Final Ln(likelihood) value = -463.06838
Akaike information criterion = 928.13678
Bayesian information criterion = 932.41718
AICc = 928.14429
QAIC = 930.13678 using c-hat 1.0000000
Final parameter values: 2.5418691
This is a dramatically different result that requesting the same model fit to the same data, but using R to call the (same) MCDS.exe optimiser.
DistWin project below
@erex @lenthomas The discrepancy is down to monotonicity constraints. In the Distance for windows analysis by default monotonicity is strictly decreasing, if you change it to none you get the odd result as above.

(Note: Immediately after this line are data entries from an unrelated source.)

PR #718, opened 2017-01-25
fix unused value assignments caught by static checker

lziest:
fix test errors in https://travis-ci.org/cloudflare/cfssl/jobs/195007036


lziest:
@kisom we finally get rid of static check errors.

PR #727, opened 2017-02-12
Optionally generate OCSP response in cert revocation API endpoint

lidavidm:
The certificate revocation handler in `api/revoke` now, when given a signer, will generate an OCSP response and insert it into the certdb; otherwise it is unchanged from before.

### DIFF
--- a/api/revoke/revoke.go
+++ b/api/revoke/revoke.go
@@ -2,20 +2,26 @@
 package revoke
 
 import (
+	"crypto/x509"
 	"encoding/json"
+	"encoding/pem"
 	"io/ioutil"
 	"net/http"
+	"time"
 
 	"github.com/cloudflare/cfssl/api"
 	"github.com/cloudflare/cfssl/certdb"
 	"github.com/cloudflare/cfssl/errors"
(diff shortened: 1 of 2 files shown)


api/revoke/revoke.go
```diff
@@ -66,6 +83,53 @@ func (h *Handler) Handle(w http.ResponseWriter, r *http.Request) error {
...
+		if err != nil {
+			return err
+		}
+
+		if err = h.dbAccessor.InsertOCSP(certdb.OCSPRecord{
+			Serial: req.Serial,
+			AKI:    req.AKI,
+			Body:   string(ocspResponse),
+			Expiry: ocspParsed.NextUpdate,
+		}); err != nil {
```
lziest: style issue: split the InsertOCSP out of the if err != nil

lziest:
lgtm, it will be nice to fix the existing api_revoke test so it is more realistic.

lidavidm:
@lziest, I've added a new test of `api_revoke` that additionally checks that an OCSP response is generated.

lziest:
LGTM

PR #728, opened 2017-02-12
add Sqlite backend support

bjt79:
TODO: add tests


ocsp/responder.go
```diff
@@ -49,6 +51,49 @@ func (src InMemorySource) Response(request *ocsp.Request) (response []byte, pres
...
+	aki := hex.EncodeToString(req.IssuerKeyHash)
+
+	sn := req.SerialNumber
+	if sn == nil {
+		return nil, false
+	}
+	strSN := sn.String()
+
+	records, err := src.Accessor.GetOCSP(strSN, aki)
+	if err == nil || len(records) == 0 {
```
lziest: This condition looks incorrect. Probably mean err != nil

lziest: Also, consider to add some logs. I think it's better to differentiate the errors here. if err != nil, log the error. If no record is returned, just return (nil, false)

ocsp/responder.go
```diff
@@ -19,6 +20,7 @@ import (
 
 	"github.com/cloudflare/cfssl/log"
 	"github.com/jmhodges/clock"
+	"github.com/cloudflare/cfssl/certdb"
```
lziest: According to `gofmt`, you need to move this line two lines above, so the alphabetic order of import block is maintained.

kisom: Alternatively, you can use [`goimports`](https://godoc.org/golang.org/x/tools/cmd/goimports) to handle import management automatically; it's a drop-in replacement for `gofmt`.

ocsp/responder.go
```diff
@@ -49,6 +51,55 @@ func (src InMemorySource) Response(request *ocsp.Request) (response []byte, pres
...
+	// Extract the AKI string from req.IssuerKeyHash
+	aki := hex.EncodeToString(req.IssuerKeyHash)
+
+	sn := req.SerialNumber
+	if sn == nil {
+		return nil, false
+	}
+	strSN := sn.String()
+
+	records, err := src.Accessor.GetOCSP(strSN, aki)
```
lziest: Check Accessor is not nil, then we should be good.

lziest:
LGTM, now need some tests.

ocsp/responder_test.go
```diff
@@ -158,3 +165,61 @@ func TestNewSourceFromFile(t *testing.T) {
...
+
+	// call response method on request and check output
+	response, present := src.Response(req)
+	if !present {
+		t.Error("No response present for given request")
+	}
+
+	// print Serial Number for returned response and verify it is the same
+	resp, err := goocsp.ParseResponse(response, nil)
+	// ??? why can't I access any of the attributes of resp
```
lziest: becase the response would a "Test OCSP" which is not a valid OCSP response, so ParseResponse will return err, check err.

lziest: easier check is to check the response is exactly "Test OCSP"

ocsp/responder_test.go
```diff
@@ -158,3 +165,59 @@ func TestNewSourceFromFile(t *testing.T) {
...
+	//use Accessor to create new SqliteSource
+	src := NewSqliteSource(accessor)
+
+	// call response method on request and check output
+	response, present := src.Response(req)
+	if !present {
+		t.Error("No response present for given request")
+	}
+	responseString := string(response)
+	if responseString != "Test OCSP" {
```
lziest: simply do string(response) != "Test OCSP"

ocsp/responder_test.go
```diff
@@ -158,3 +165,129 @@ func TestNewSourceFromFile(t *testing.T) {
...
+		NextUpdate:   time.Now().AddDate(0, 1, 0),
+	}
+	keyPEM, _ := ioutil.ReadFile("testdata/ca-key.pem")
+	priv, err := helpers.ParsePrivateKeyPEM(keyPEM)
+	if err != nil {
+		t.Errorf("Error parsing private key: %s", err)
+	}
+
+	// create response
+	response, err := goocsp.CreateResponse(issuer, cert, template, priv)
```
lziest: nevertheless, check err,

ocsp/responder.go
```diff
@@ -49,6 +51,59 @@ func (src InMemorySource) Response(request *ocsp.Request) (response []byte, pres
 	return
 }
 
+// SqliteSource represnts a source of OCSP responses backed by certdb
+type SqliteSource struct {
```
lziest: As I think it through, you can name this DBSource.

ocsp/responder.go
```diff
@@ -49,6 +51,59 @@ func (src InMemorySource) Response(request *ocsp.Request) (response []byte, pres
 	return
 }
 
+// DBSource represnts a source of OCSP responses backed by certdb
```
kisom: This should be a complete sentence.

ocsp/responder.go
```diff
@@ -49,6 +51,59 @@ func (src InMemorySource) Response(request *ocsp.Request) (response []byte, pres
...
+type DBSource struct {
+	Accessor certdb.Accessor
+}
+
+// NewDBSource creates a new DBSource type with associated dbAccessor
```
kisom: This should be a complete sentence.

ocsp/responder.go
```diff
@@ -49,6 +51,59 @@ func (src InMemorySource) Response(request *ocsp.Request) (response []byte, pres
...
+func NewDBSource(dbAccessor certdb.Accessor) Source {
+	return DBSource{
+		Accessor: dbAccessor,
+	}
+}
+
+// Response implements cfssl.ocsp.responder.Source, returning the OCSP response
```
kisom: This should be a complete sentence.

kisom: The comment should also explain the meaning of the return arguments: what does the bool indicate? What's in the byte slice?

ocsp/responder.go
```diff
@@ -49,6 +51,59 @@ func (src InMemorySource) Response(request *ocsp.Request) (response []byte, pres
...
+// with the expiration date furthest in the future
+func (src DBSource) Response(req *ocsp.Request) ([]byte, bool) {
+	if req == nil {
+		return nil, false
+	}
+
+	// Extract the AKI string from req.IssuerKeyHash
```
kisom: I don't think this comment is needed.

ocsp/responder.go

So I tried setting the Distance analysis to strictly monotonic BUT Distance decides that because it is a key function only model it is fine to override that and set monotonicity back to NONE... hence the following doesn't work either
duckhn0mcds <- ds(ducknest, key="hn",
adjustment = "cos",
nadj = 0,
optimizer = "MCDS",
monotonicity = "strict",
debug_level = 3)
However, as it is Distance that decides that and not mrds if you bypass Distance and use mrds directly then you can replicate the results from Distance for Windows.
duckhn0MCDS <- ddf(dsmodel = ~cds(key = "hn", formula=~1),
data = ducknest,
meta.data = list(width = 2.4, mono.strict = TRUE),
control = list(optimiser = "MCDS"))
summary(duckhn0mcds)
Summary for ds object
Number of observations : 534
Distance range : 0 - 2.4
AIC : 928.1338
Optimisation : mrds (nlminb)
Detection function:
Half-normal key function
Detection function parameters
Scale coefficient(s):
estimate se
(Intercept) 0.9328967 0.1703933
Estimate SE CV
Average p 0.8693482 0.03902051 0.04488479
N in covered region 614.2533225 29.19681554 0.04753221
Thoughts on what should be done about this?
This is indeed strange. I don't think it needs addressed in the up-coming release because the Distance fit will get selected. But it is strange that mcds.exe fits such a bad function here with monotonicity off.
@erex looking at the project you just sent me jogged my memory... this anomaly had already been investigated as detailed above and the decision was not to do anything for this up coming release.
OK Laura. Thanks for sending me to this issue. Should this issue be kept for future reference?
I have left it open here. I am unsure where the issue is to be resolved however so I'm not sure if we should be opening another bug report somewhere else.
I noted a discrepancy in log-likelihoods (mrds vs mcds) for a half normal with no adjustments for the ducknest data; with MCDS producing an unreasonable result. I ran the model in question upon the nice data, turning on the
debug
argument, with these resultsConvergence was presumably achieved, but I don't understand the change in initial value of sigma from -0.187 to 4.785. From that (erroneous) initial value, the MCDS optimiser gets stuck around a local minima and produces an absurd estimate of sigma 4.785 (on a log scale), resulting in a P_a = 0.9999999.
Why should MCDS go so badly wrong on a simple model with lovely data?
As a comparison, I checked what happens when a single adjustment term for the same key is fitted to the same data
The initial values are not adjusted to such an extreme measure for this model and the resulting estimated parameters are reasonable.